RESUME FILSAFAT PENDIDIKAN ISLAM TENTANG MANUSIA


RESUME
FILSAFAT PENDIDIKAN ISLAM TENTANG INSAN

·         Definisi menurut ahli falsafah : Insan adalah binatang yang berkata-kata, atau berbahasa atau insan adalah binatang yang berfikir.

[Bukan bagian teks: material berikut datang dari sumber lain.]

PR #28589, opened 2023-03-23
feat: Add setting to synchronize LDAP info on OAuth logins

matheusbsilva137:

 - Add a "Update User Data on Login with OAuth services" setting under LDAP Data Sync settings to enable users to have their data synced with LDAP servers on login with OAuth services.

## Steps to test or reproduce

Go to **Workspace > Settings > LDAP > Data Sync** and enable **"Update User Data on Login"** and **"Update User Data on Login with OAuth services"**. Then try to login using an OAuth service. The logged in user should be synced with its LDAP server corresponding registry (the username should match) on login

## Further comments

TC-433


totoi690 (dismissed):

apps/meteor/app/custom-oauth/server/custom_oauth_server.js
```diff
@@ -437,11 +439,15 @@ Accounts.updateOrCreateUserFromExternalService = function (...args /* serviceNam
 	const [serviceName, serviceData] = args;
 
 	const user = updateOrCreateUserFromExternalService.apply(this, args);
+	const fullUser = Users.findOneById(user.userId);
+	if (settings.get('LDAP_Update_Data_On_OAuth_Login')) {
+		LDAP.loginRequest(fullUser.username);
```
pierre-lehnen-rc, line 444: loginRequest is async

apps/meteor/server/services/ldap/service.ts
```diff
@@ -7,8 +7,8 @@ import { LDAPManager } from '../../lib/ldap/Manager';
 export class LDAPService extends ServiceClassInternal implements ILDAPService {
 	protected name = 'ldap';
 
-	async loginRequest(username: string, password: string): Promise<LDAPLoginResult> {
-		return LDAPManager.login(username, password);
+	async loginRequest(username: string, password?: string): Promise<LDAPLoginResult> {
+		return password ? LDAPManager.login(username, password) : LDAPManager.loginAuthenticatedUser(username);
```
pierre-lehnen-rc, line 11: instead of adding this logic check here, simply make `loginAuthenticatedUser` public and call it directly.

pierre-lehnen-rc (changes requested):

pierre-lehnen-rc (commented):
This new feature was not necessary to fix the mentioned issue, but it's a useful new feature regardless. 
Either way please make sure that the LDAP sync works together with OAuth accounts even if this setting is turned off.

.changeset/purple-tigers-taste.md
```diff
@@ -0,0 +1,6 @@
+---
+"@rocket.chat/meteor": patch
+"@rocket.chat/core-services": patch
```
sampaiodiego, line 3: `patch` should be used for fixes.. since this is a new feature, it should be `minor`..

sampaiodiego (approved):
the only issue is with changesets but it won't affect anything, so I'm approving

.changeset/purple-tigers-taste.md
matheusbsilva137: Fixed!

pierre-lehnen-rc (approved):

·         Definisi menurut ahli bahasa : Insan adalah binatang yang mampu menggunakan kode atau lambang. Khasnya lambang atau petunjuk bahasa. Dengan ini perkataan insan ialah binatang (makhluk) yang bisa menggunakan bahasa dan mencipta istilah terhadap benda-benda sekitarnya, memberi nama sesuatu untuk dikenali dan dapat mempergunakannya.
·         Ahli agama menta’rifkan insan sebagai biantang (makhluk yang beragama). Atau makhluk yang punya kecenderungan untuk beriman dengan yang ghaib.
·         Ahli ilmu ethika menta’rifkan insan sebagai binatang (makhluk berakhlak). Atau yang mampu menguasai runtutan nafsu syahwat, mengawasi keliarannya dan dapat membimbinganya secara yang menguntungkan.
·         Ahli ekonomi dan sosiologi menta’rifkan insan sebagai makhluk beraklak sosial. Makhluk yang punya kecenderungan bermasyarakat. Bersedia membina hubungan sosial.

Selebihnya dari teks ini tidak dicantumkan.